The influence of a physiologically inspired complex compression scheme on perceived listening effort for speech in noise
Objective: The primary goal of this study was to assess whether the required listening effort for speech recognition can be decreased by processing a clean speech signal with a complex compression scheme consisting of an instantaneous feed-forward and delayed feedback component mimicking the early stages of the healthy human auditory system ("Mimi-processing"). Listening effort measures were compared between processed and unprocessed sentences. A global equal-RMS constraint was imposed to avoid the influence of level-boost.
Methods: Perceived listening effort was assessed for 30 participants between the ages of 21 to 60 years old (mean = 32.5 ± 10.7 years SD) with the ACALES procedure (Krueger et al., 2017). Participants had average PTA4s of 9.4 dBHL (SD= 5.5 dBHL) in their better ear. The ACALES method employs a rating scale which is applied in an adaptive procedure to measure perceived listening effort for a wide range of (individualised) SNRs without resulting in ceiling effects. Participants rated their effort from 1=’(almost) no effort’ to 13=’Extremely effortful’ or 14=’Only Noise’. Sounds were presented binaurally via Etymotic ER-1 insert earphones. The cohort was divided into three groups for which three different noise types were assessed, namely speech-shaped noise (SSN), multi-talker babble (MTB) and Cafeteria noise.
For each condition and participant, a two-slope function was fitted to the data points and the SNR-distance between the fitted functions of two different listening conditions at equal ratings is the measure of interest. The mean SNR-distance across ratings was calculated per participant and provides a value for how much the SNR can differ between two conditions and yet provide equal average effort ratings.

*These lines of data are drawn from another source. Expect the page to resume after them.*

PR #435, opened 2025-03-26
Support AKV identities on ACL

DomAyre:
Partly addresses #421

### Why
In order to be able to COSE sign proposals with AKV identities, we first need the code to create AKV based identities. 

### How
- [x] Reuse the existing member-add code which can create AKV based identities
  - [x] This requires splitting member cert creation and adding to the network (this is because in ACL we need the identities before the creation of the network)


scripts/ccf/member/add.sh
```diff
@@ -5,43 +5,13 @@
...
 
-ccf-member-add() {
-    set -e
-
-    source $REPO_ROOT/scripts/ccf/az-cleanroom-aci/setup.sh && az-cleanroom-aci-setup
-    source $REPO_ROOT/scripts/ccf/propose.sh
-    source $REPO_ROOT/scripts/ccf/member/info.sh
-    source $REPO_ROOT/scripts/ccf/member/id.sh
-    source $REPO_ROOT/scripts/ccf/member/use.sh
+ccf-member-add-gov() {
```
takuro-sato, line 8: Can you add a brief comment on what it does? `-gov` part confused me at first, so a comment would help readers to understand it quickly

scripts/ccf/acl/up.sh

Results: SNR-differences [dB] between processed and unprocessed stimuli were significantly different from zero (p<0.001) with mean Mimi-processing benefits of 2.55 dB (SSN), 2.31 dB (MTB noise) and 2.22 dB (Cafeteria noise). This means that after Mimi-processing, speech stimuli with SNRs reduced by 2.22dB - 2.55 dB (noise dependent) are rated at equal listening effort by the average listener compared to unprocessed stimuli.
Conclusions: These results indicate that the Mimi-processing algorithm can decrease the perceived listening effort for speech presented in noise. This work provides a promising foundation upon which further improvements of the processing parameters may be implemented to increase speech intelligibility in noise.